Aliás, o Código de Ética da Magistratura Nacional, editado pelo Conselho Nacional de Justiça de 6 de agosto de 2008, no artigo 12 recomenda aos magistrados “abster-se de emitir opinião sobre processo pendente de julgamento, seu ou de outrem”. Esta referência se faz a título de ilustração, registrando-se que os ministros do STF não estão sujeitos ao referido Código.

Encaminhando a conclusão, penso que, em termos gerais,  uma manifestação prévia a uma decisão, desde que explícita e não em tese (v.g., manifestada em livro), gera a suspeição do magistrado, mesmo não sendo expresso a respeito o CPC. É que ao externar publicamente o que pensa, o magistrado gera fundada suspeição de parcialidade, como mencionado no caput do artigo 135 do CPC.

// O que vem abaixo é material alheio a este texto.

PR #1272, opened 2020-02-21
AP1197 Add legal_aid and maintenance_out attributes to CCMS payload

Obsiye:
AP1197 Add non-passported outgoing transaction attributes for legal_aid and maintenance_out to CCMS payload

[Link to story](https://dsdmoj.atlassian.net/secure/RapidBoard.jspa?rapidView=233&projectKey=AP&modal=detail&selectedIssue=AP-1197)

- Add two outgoing transactions attributes maintenance_out and legal_aid (criminal legal aid payments) into the non-passsported flow.

- Add `.for_outgoing_type?` to help with retrieval of required outgoing transactions data.

- Update tests

To note: The method calls for outgoing_* attributes should end in a '?' as it returns a boolean value. I've amended the case for OUTGOING attributes in the attribute_value_generator to use `.chomp('?'))`
## Checklist

### DIFF
--- a/app/models/transaction_type.rb
+++ b/app/models/transaction_type.rb
@@ -49,6 +49,11 @@ class TransactionType < ApplicationRecord
     I18n.t("transaction_types.names.#{journey}.#{name}")
   end
 
+  def self.for_outgoing_type?(transaction_type_name)
+    transaction_type = TransactionType.where(name: transaction_type_name, operation: :debit).first
+    transaction_type.present?
+  end
+
   def citizens_label_name
     label_name(journey: :citizens)
   end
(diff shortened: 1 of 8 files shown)


app/models/transaction_type.rb
```diff
@@ -44,6 +44,11 @@ def label_name(journey: :citizens)
     I18n.t("transaction_types.names.#{journey}.#{name}")
   end
 
+  def self.for_outgoing_type?(transaction_type_name)
+    transaction_type = TransactionType.where(name: transaction_type_name, operation: :debit).first
+    transaction_type.present?
+  end
```
stephenrichards: I like this, but it needs a specific test on the transaction_type_spec.rb

PR #1295, opened 2020-03-03
Ap-1199 CCMS Housing attributes

willc-work:
## What

[Link to story](https://dsdmoj.atlassian.net/browse/AP-1199)

Added the housing cost attributes for CCMS

## Checklist

### DIFF
--- a/spec/services/ccms/requestors/case_add_requestor_xml_blocks/non_passported_attributes_spec.rb
+++ b/spec/services/ccms/requestors/case_add_requestor_xml_blocks/non_passported_attributes_spec.rb
@@ -462,6 +462,13 @@ module CCMS
           end
         end
 
+        context 'GB_INPUT_C_13WP3_4A' do
+          it 'is omitted' do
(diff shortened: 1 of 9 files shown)


spec/services/ccms/requestors/case_add_requestor_xml_blocks/non_passported_attributes_spec.rb
```diff
@@ -462,6 +462,13 @@ module Requestors # rubocop:disable Metrics/ModuleLength
           end
         end
 
+        context 'GB_INPUT_C_13WP3_4A' do
+          it 'is omitted' do
+            block = XmlExtractor.call(xml, :global_means, 'GB_INPUT_C_13WP3_4A')
+            expect(block).not_to be_present, "Expected block for attribute GB_INPUT_C_13WP3_4A not to be generated, but was \n #{block}"
```
colinbruce: Is the error text supposed to be there? I've not seen that pattern on other tests.

willc-work: removed it as it is used for debugging (printing out the block)

PR #1334, opened 2020-03-17
AP-1300 Add Tranche 4 users

stephenrichards:
## Add tranche 4 users

[Link to story](https://dsdmoj.atlassian.net/browse/AP-1300)

- added new rake task `tranche:maker` to read a file of usernames, check that they are on the provider API, and add them to the two config files.
- Ran it for the specified users.

## Checklist


lib/tasks/tranche_maker.rake
```diff
@@ -0,0 +1,38 @@
+# rake file to assist in adding beta users to the two config files
+#
+# Simply create a list of new users one per line in a text file, and put the filename in NEW_USERS_FILE
+#
+# After you run the rake taks, you will have two new config files with UPDATED in their name, so that you
+# can compare before replacing the original with the updated ones.
+#
+namespace :tranche do
+  task maker: :environment do
+    NEW_USERS_FILE = '/Users/stephenrichards/Library/Preferences/RubyMine2019.3/scratches/scratch_5.txt'
```
colinbruce: Would it be worth pointing to a placeholder text file in the root path and adding it to git ignore?
e.g. `File.join(Rails.root, 'add_tranche_users.txt')`

PR #1342, opened 2020-03-19
AP-1305: Non passported apply case means review

colinbruce:
## What

[Link to story](https://dsdmoj.atlassian.net/browse/AP-1305)

Add extra checks to ensure that, no matter the state, non-passported claims are always marked for manual review in CCMS

## Checklist


app/services/ccms/manual_review_determiner.rb
```diff
@@ -14,13 +14,19 @@ def initialize(legal_aid_application)
     def call
       return true if Setting.manually_review_all_cases?
 
+      return true if application_is_non_passported?
```
stephenrichards: There are convenience methods on `LegalAidApplication`, so we can write here:

`return true if @legal_aid_application.non_passported?`

I think this is better because we want to know if it's passported or not in several places, and it's good to have the rules just in once place in case they ever change.

colinbruce: Absolutely, thanks! 👍

colinbruce: I've left this as a separate method because the logic _will_ change in the future and this may be easier to re-use in more complex logic paths and avoid the need to re-extract the method

PR #1349, opened 2020-03-24
AP-1304 extract errors doc upload

stephenrichards:
## Extract errors from response XML for doc registration and doc upload

[Link to story](https://dsdmoj.atlassian.net/browse/AP-1304)

Two of the calls to CCMS - GetDocumentID and DocumentUpload were not extracting error information from the response XML and storing in the `CCMS::SubmissionHistory` record.

This ticket fixes that problem.

Note that the xpath to get the status out of the XML is different for these two calls compared with the other calls, so the standard path is defined in the base response parser, and the modified path in these two classes.

## Checklist

### DIFF
--- a/app/models/ccms/submission.rb
+++ b/app/models/ccms/submission.rb
@@ -12,7 +12,7 @@ module CCMS
       ActiveSupport::Notifications.instrument 'dashboard.ccms_submission_saved', id: id, state: aasm_state
     end
 
-    POLL_LIMIT = 10
+    POLL_LIMIT = Rails.env.development? ? 99 : 10
 
     def process!(options = {}) # rubocop:disable Metrics/MethodLength
       case aasm_state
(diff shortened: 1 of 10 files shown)


app/models/ccms/submission.rb
```diff
@@ -27,6 +27,7 @@ def process!(options = {}) # rubocop:disable Metrics/MethodLength
       when 'document_ids_obtained'
         CCMS::Submitters::AddCaseService.call(self, options)
       when 'case_submitted'
+        puts ">>>>>>>>>>>>  #{__FILE__}:#{__LINE__} <<<<<<<<<<<<\n"
```
willc-work: assume this is left in from testing

app/services/ccms/submitters/check_case_status_service.rb
```diff
@@ -2,6 +2,7 @@ module CCMS
   module Submitters
     class CheckCaseStatusService < BaseSubmissionService
       def call
+        puts ">>>>>>>>>>>> calling CheckCaseStatusService #{__FILE__}:#{__LINE__} <<<<<<<<<<<<\n"
```
willc-work: left over from testing?

PR #1389, opened 2020-04-12
AP-1242 non passported means results header blocks

stephenrichards:
## Display appropriate header blocks on non-passported means assessment results page

[Link to story](https://dsdmoj.atlassian.net/browse/AP-1242)

- New controller `CapitalIncomeAssessmentResultsController` to display results
- Changed `#overview` method in `CFE::Result` to always use `CCMS::ManualReviewDeterminer` to determine whether or not a manual review is required
- Updated `CCMS::ManualReviewDeterminer` to cater for non-passported applications
- Added partials and translations for `CapitalIncomeAssessmentResultsController` 
- Added new set of mock true layer bank transactions
- Added a new field on `Setting` to say which set of bank transactions to use
- Added new test data for `CFE::V2::Result` in factories
- Added test for `CFE::V2::Result` in factories to ensure test data being set up correctly

## Checklist


app/models/cfe/v2/result.rb
```diff
@@ -7,16 +7,32 @@ def assessment_result
         result_hash[:assessment][:assessment_result]
       end
 
+      def capital_assessment_result
+        capital[:assessment_result]
+      end
+
+      def capital_contribution_required?
```
willc-work, line 14: Could this method use the one above?
`def capital_contribution_required?
    capital_assessment_result  == 'contribution_required'
 end`

app/models/cfe/v2/result.rb
```diff
@@ -7,16 +7,32 @@ def assessment_result
...
-        result_hash[:assessment][:capital]
+      def income_assessment_result
+        disposable_income[:assessment_result]
       end
 
-      def property
-        capital[:capital_items][:properties]
+      def income_contribution_required?
+        disposable_income[:assessment_result] == 'contribution_required'
+      end
```
willc-work, line 28: Same as other comment, could this method use ```income_assessment_result``` from the method above?

config/locales/en/providers.yml
```diff
@@ -106,6 +109,47 @@ en:
...
+        detail: 'This is because they have too much disposable capital.'
+      capital_contribution_required:
+        heading: '%{name} may need to pay towards legal aid'
+        details:
+          - 'We’ve calculated that your client should pay %{amount} from their disposable capital.'
+          - 'You still have to provide details of the case before we can grant legal aid.'
+      capital_and_income_contribution_required:
+        heading: '%{name} may need to pay towards legal aid'
+        line_1: "We've calculated that your client should pay:"
+        line_2: You still need to provide details of the case before we can grant legal aid.
```
willc-work, line 137: this line says ```You still need to...``` other lines use ```You still have to ...```

app/models/cfe/v2/result.rb
stephenrichards: Good catch

PR #1395, opened 2020-04-16
Ap 1350 fix feedback

willc-work:
## What

[Link to story](https://dsdmoj.atlassian.net/browse/AP-1350)

Feedback could be submitted without a response for 'satisfaction; which subsequently broke the geckoboard stats. This adds validation so that both difficulty and satisfaction now require responses before it can be submitted

## Checklist


config/locales/en/feedback.yml
```diff
@@ -1,11 +1,13 @@
 ---
 en:
   feedback:
+    errors:
+      attributes:
+        satisfaction:
+          blank: this is my meeesage
```
Obsiye, line 7: is this leftover code?

willc-work: yes, yes it is 🤦‍♂️

PR #1420, opened 2020-04-29
AP1340 Validation for categorising bank transactions

Obsiye:
AP1340 Validation for categorising bank transactions

[Link to story](https://dsdmoj.atlassian.net/secure/RapidBoard.jspa?rapidView=233&projectKey=AP&modal=detail&selectedIssue=AP-1340)

The BankTransaction model belongs_to a TransactionType, optionally (optional: true). Therefore, on the income summary page, you could have transaction_types on the model such as '1. Benefits' but no bank transactions were added or are associated with it. I added validation on the legal aid application model to check that those transaction types on the model have one or more bank transactions. If not then add relevant errors.

**I've listed each step in the commit messages instead of overdoing this PR message.** Please have a look at them [here](https://github.com/ministryofjustice/laa-apply-for-legal-aid/pull/1420/commits).

Challenges:

- I was finding it difficult to create a form that wasn't disturbing the routing paths. I would get 'page not found' a lot. Instead, I added this validation into the legal_aid_application model.

- Testing the feature tests was hacky. The categorising bank transactions process wasn't in it so I added it.

## Checklist

### DIFF
--- a/app/models/legal_aid_application.rb
+++ b/app/models/legal_aid_application.rb
@@ -133,9 +133,9 @@ class LegalAidApplication < ApplicationRecord # rubocop:disable Metrics/ClassLen
   end
 
   def uncategorised_income_transactions?
-    @bank_transactions = bank_transactions.credit.order(happened_at: :desc).by_type
+    grouped_transactions = bank_transactions.credit.order(happened_at: :desc).by_type
     transaction_types.credits.each do |transaction_type|
-      uncategorised_transactions_errors(transaction_type.name) if @bank_transactions[transaction_type].blank?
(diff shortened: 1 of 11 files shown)


app/models/legal_aid_application.rb
```diff
@@ -132,6 +132,14 @@ def set_transaction_period
     )
   end
 
+  def uncategorised_income_transactions?
+    @bank_transactions = bank_transactions.credit.order(happened_at: :desc).by_type
+    transaction_types.credits.each do |transaction_type|
```
stephenrichards, line 137: Why the instance variable here?  It isn't used outside this method is it?  Would prefer to see a local variable called `grouped_transactions` or something similar.

PR #1429, opened 2020-05-05
AP1385 Bugfix Incorrect result content in staging

Obsiye:
AP1385 Bugfix Incorrect result content in staging

[Link to story](https://dsdmoj.atlassian.net/secure/RapidBoard.jspa?rapidView=233&projectKey=AP&modal=detail&selectedIssue=AP-1385)

### First bug fix
- Set the default value of the column manually_review_all_cases in the Settings table to **false**.

This allows the application to go through the CFE result and it returns valid assessment results. Before, it was set to true and thus required a case review no matter what.

## Checklist


app/models/concerns/legal_aid_application_state_machine.rb
```diff
@@ -48,6 +48,7 @@ def summary_state
         transitions from: :delegated_functions_used, to: :checking_passported_answers
         transitions from: :client_details_answers_checked, to: :checking_passported_answers
         transitions from: :provider_assessing_means, to: :checking_passported_answers
+        transitions from: :provider_checked_citizens_means_answers, to: :provider_checking_citizens_means_answers
```
willc-work, line 51: Should this transition from provider_checking_citizens_means_answers to provider_checked_citizens_means_answers, instead of the other way around as it is here?

Obsiye: Thanks for noticing! We're going to the check_passported_answers page instead of the means_summaries page. I'm on the fix now.

Obsiye: Removed now thanks.

PR #1445, opened 2020-05-14
AP-1424 Add tranche 6 users

stephenrichards:
## Add tranche 6 users

[Link to story](https://dsdmoj.atlassian.net/browse/AP-1424)

- Updated `tranche:maker` rake task to cope with users with spaces in their logins.
- updated config files with new users

## Checklist


lib/tasks/tranche_maker.rake
```diff
@@ -13,17 +13,18 @@ namespace :tranche do
...
       uri = URI("https://ccms-pda.legalservices.gov.uk/api/providerDetails/#{encoded_user}")
+      puts uri.to_s
       response = Net::HTTP.get(uri)
       hash = JSON.parse(response)
       if hash.key?('error')
         puts ">>>>>>>> User #{user} / #{encoded_user} not found <<<<<<<<<"
       else
-        contact_hash = hash['contacts'].detect { |h| h['name'] == encoded_user.upcase }
-        whitelisted_users << encoded_user
+        contact_hash = hash['contacts'].detect { |h| h['name'] == user.upcase }
```
colinbruce, line 24: I can't see how this `==` works?
On line 16 we find spaces and replace them with the encoed space `%20` is the name value in contacts with a normal, unencoded, space? 😕

lib/tasks/tranche_maker.rake
```diff
@@ -13,17 +13,18 @@ namespace :tranche do
...
+        whitelisted_users << user
```
colinbruce, line 25: Does this mean that a user with a space in their name will be in the whitelist as 'TEST USER' but will be in the portal as TEST%20USER?

Will they match on login?

lib/tasks/tranche_maker.rake
stephenrichards: If a user has a space in their username, then the url has to be encoded with %20.  Then in the payload, we look for the username in upper case with a space, not %20 in the list of contacts to get their contact Id.

lib/tasks/tranche_maker.rake
stephenrichards: Exactly.  Take a look at the user that was causing all this trouble: RUFIA ADALAT.

He or she logs in apparently as `RUFIA ADELAT`.  We have to look him/her up as `RUFIA%20ADELAT`.  The name in the list of contacts is retrurned as `RUFIA ADELAT`.  That all makes sense actually if you're dumb enough to allow spaces in user names.

PR #1447, opened 2020-05-15
Ap 1384 select disregard benefits

willc-work:
## What

[Link to story](https://dsdmoj.atlassian.net/browse/AP-1384)

Removes the label from the transactions selected as relating to disregarded benefits.

Adds in a partial to display on the transaction page to show which benefits are disregarded, it calls CFE to get this list

## Checklist


app/controllers/providers/transactions_controller.rb
```diff
@@ -41,6 +42,14 @@ def bank_transactions
         .order(happened_at: :desc, description: :desc)
     end
 
+    def disregarded_state_benefits_list
+      benefits_list = CFE::ObtainStateBenefitTypesService.call
```
Obsiye, line 46: Since this "CFE::ObtainStateBenefitTypesService.call" does a HTTP request to CFE, we should rescue its errors and use Raven.capture_exception.

app/controllers/providers/transactions_controller.rb
```diff
@@ -1,6 +1,7 @@
 module Providers
   class TransactionsController < ProviderBaseController
     def show
+      disregarded_state_benefits_list
```
Obsiye, line 4: Do something similar to what we already do and `redirect_to(problem_index_path) && return unless disregarded_state_benefits_list`

PR #1483, opened 2020-06-02
AP1115 Fix screen reader issues with multiple H1s on the Respondants page

Obsiye:
AP1115 Fix screen reader issues with multiple H1s on the Respondants page

[Link to story](https://dsdmoj.atlassian.net/secure/RapidBoard.jspa?rapidView=233&projectKey=AP&modal=detail&selectedIssue=AP-1115)

- Allow the use of a h2 tag for govuk_collection_radio_buttons
- Add htag param to fieldset_legend method on form builder
- Update the respondent page to use this instead
- Update tests

**Another bugfix:**

- Fix voiceover bug with using class 'govuk-visually-hidden' because the screen reader reads whatever is inside it aloud even if it's hidden. Instead use class 'govuk-radios__conditional--hidden' for this, which hides it from the screen reader too if it's not showing on the page.

e.g. visually hidden (visually hides) but doesn't hide from the screenreaders/the ear.

Co-authored-by: @stephenrichards 

## Checklist

### DIFF
--- a/app/lib/govuk_elements_form_builder/form_builder.rb
+++ b/app/lib/govuk_elements_form_builder/form_builder.rb
@@ -95,8 +95,8 @@ module GovukElementsFormBuilder
     # You can pass an error with the :error parameter.
     # e.g., <%= form.govuk_collection_radio_buttons(:gender, ['f', 'm'], error: 'Please select a gender') %>
     #
-    # If you wish to specify the size of the heading pass a hash into title with text and size:
-    # <%= form.govuk_collection_radio_buttons(:gender, ['f', 'm'], title: { text: 'What is your gender?', size: :m } ) %>
+    # If you wish to specify the size of the heading and/or which header tag to use, pass a hash into title with text and size:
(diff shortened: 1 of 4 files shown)


app/lib/govuk_elements_form_builder/form_builder.rb
```diff
@@ -95,8 +95,8 @@ def govuk_radio_button(attribute, value, *args)
     # You can pass an error with the :error parameter.
     # e.g., <%= form.govuk_collection_radio_buttons(:gender, ['f', 'm'], error: 'Please select a gender') %>
     #
-    # If you wish to specify the size of the heading pass a hash into title with text and size:
-    # <%= form.govuk_collection_radio_buttons(:gender, ['f', 'm'], title: { text: 'What is your gender?', size: :m } ) %>
+    # If you wish to specify the size of the heading and/or which header tag to use, pass a hash into title with text and size:
+    # <%= form.govuk_collection_radio_buttons(:gender, ['f', 'm'], title: { text: 'What is your gender?', size: :m, htag: :h2 } ) %>
```
stephenrichards, line 99: Actually this is my bad - but perhaps add that the default if no htag is supplied is h1

PR #4399, opened 2022-10-06
Use default Docker version in CircleCI

cpjmcquillan:
This change was [recommended] by the operations team ahead of 
some changes to CircleCI.

[recommended]: https://mojdt.slack.com/archives/C02D2NEF9CJ/p1665061637638169

We were already using the default version in most places, however 
this removes the version flag from the two remaining places it was used.

### DIFF
--- a/.circleci/config.yml
+++ b/.circleci/config.yml
@@ -133,8 +133,7 @@ jobs:
     executor: linting-executor
     steps:
     - checkout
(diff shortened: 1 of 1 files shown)


colinbruce (approved):
LGTM 👍

naseberry (approved):

PR #4400, opened 2022-10-06
AP-3447 Check answers page and CFE results for enhanced bank upload

RoseSAK:
## What

[Link to story](https://dsdmoj.atlassian.net/browse/AP-3447)

Update the means summary page and financial eligibility results pages to include details of regular transactions and uploaded bank statements

## Checklist

### DIFF
--- a/app/helpers/transaction_type_helper.rb
+++ b/app/helpers/transaction_type_helper.rb
@@ -40,7 +40,7 @@ module TransactionTypeHelper
   end
 
   def regular_transaction_answer_by_type(legal_aid_application:, transaction_type:)
-    regular_transaction = legal_aid_application.regular_transactions.where(transaction_type:).first
+    regular_transaction = legal_aid_application.regular_transactions.find_by(transaction_type:)
     if regular_transaction
       [number_to_currency(regular_transaction.amount), t("transaction_types.frequencies.#{regular_transaction.frequency}")]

Nem se diga que a norma  não deve ser aplicada a ações originárias que versam sobre direitos coletivos ou que as regras de suspeição devem ser interpretadas de forma restritiva, como afirmado pelo Superior Tribunal de Justiça (Ag. Reg. no AI 520.160, 4ª. Turma, j, 21/10/2004). Com a devida vênia, a espécie reclama rigor e abrangência maior em interpretação histórico-evolutiva. Hoje, mais do que nunca, do Judiciário exige-se absoluta e evidente imparcialidade.

De resto, resta apenas lembrar a máxima forense que dizia: “juiz só fala debaixo da conclusão”. Era uma recomendação salutar aos juízes para que só falassem sobre os casos a serem julgados nos autos do processo e não em conversas particulares, entrevistas ou artigos. Seria bom revigorá-la.